The Modulatory Effect of Ischemia and Reperfusion on Arginine Vasopressin-Induced Arterial Reactions
Aim of the Study. The purpose of this study was to investigate the impact of ischemia and reperfusion on the resistance of arteries to AVP (arginine vasopressin), with a particular emphasis on the role of smooth muscle cells in the action of vasopressin receptors and the role of the cGMP-associated signalling pathway. Materials and Methods. Experiment was performed on the perfunded tail arteries from male Wistar rats. The constriction triggered by AVP after 30 minutes of ischemia and 30 and 90 minutes of reperfusion was analysed. Analogous experiments were also carried out in the presence of 8Br-cGMP. Results. Ischemia reduces and reperfusion increases in a time-dependent manner the arterial reaction to AVP. The presence of 8Br-cGMP causes a significant decrease of arterial reactivity under study conditions. Conclusions. Ischemia and reperfusion modulate arterial contraction triggered by AVP. The effect of 8Br-cGMP on reactions, induced by AVP after ischemia and reperfusion, indicates that signalling pathway associated with nitric oxide (NO) and cGMP regulates the tension of the vascular smooth muscle cells.

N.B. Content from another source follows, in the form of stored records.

PR #59, opened 2015-10-23
User defined stationary covariance model doc

adutfoy:


sofianehaddad:
+1

jschueller:
Could you squash these commit together ? see my comments for #63.

dbarbier:
Thanks for resolving conflicts; in order to minimize such conflicts, you could put several commits (squashed like this one, not original ones) into the same pull request.  This is not considered as good practice in general, but for documentation, this is acceptable, in my opinion.

BTW your last commit  a4304d1 adds an extra leading space in `python/doc/user_manual/stochastic_process.rst` at l.38,39,41,43,44, I am pretty sure that this has to be fixed too.

dbarbier:
Oops, in fact you fixed indentation, I read diff output backwards, sorry for the confusion.

+1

Numerous mechanisms regulate arterial blood flow and tissue supply under various conditions. Metabolically active endothelial cells control blood pressure, tension and permeability of vessels, adhesion of inflammatory cells, and platelet aggregation. They are also considered initiators of reperfusion . Diameter of arteries is changed by the endothelium; it results in the blood flow and perfusion changes in response to the vasoconstrictors (i.e., vasopressin) and vasodilators (i.e., nitric oxide) [2, 3]. Vascular smooth muscle cells are responsible for contractility, growth, and remodelling of blood vessels. Contraction of smooth muscle cells depends on the cytoplasmic calcium ions levels and the extracellular environment [3–6]. NO stimulates guanylate cyclase to produce cGMP, thus leading to relaxation of a vessel.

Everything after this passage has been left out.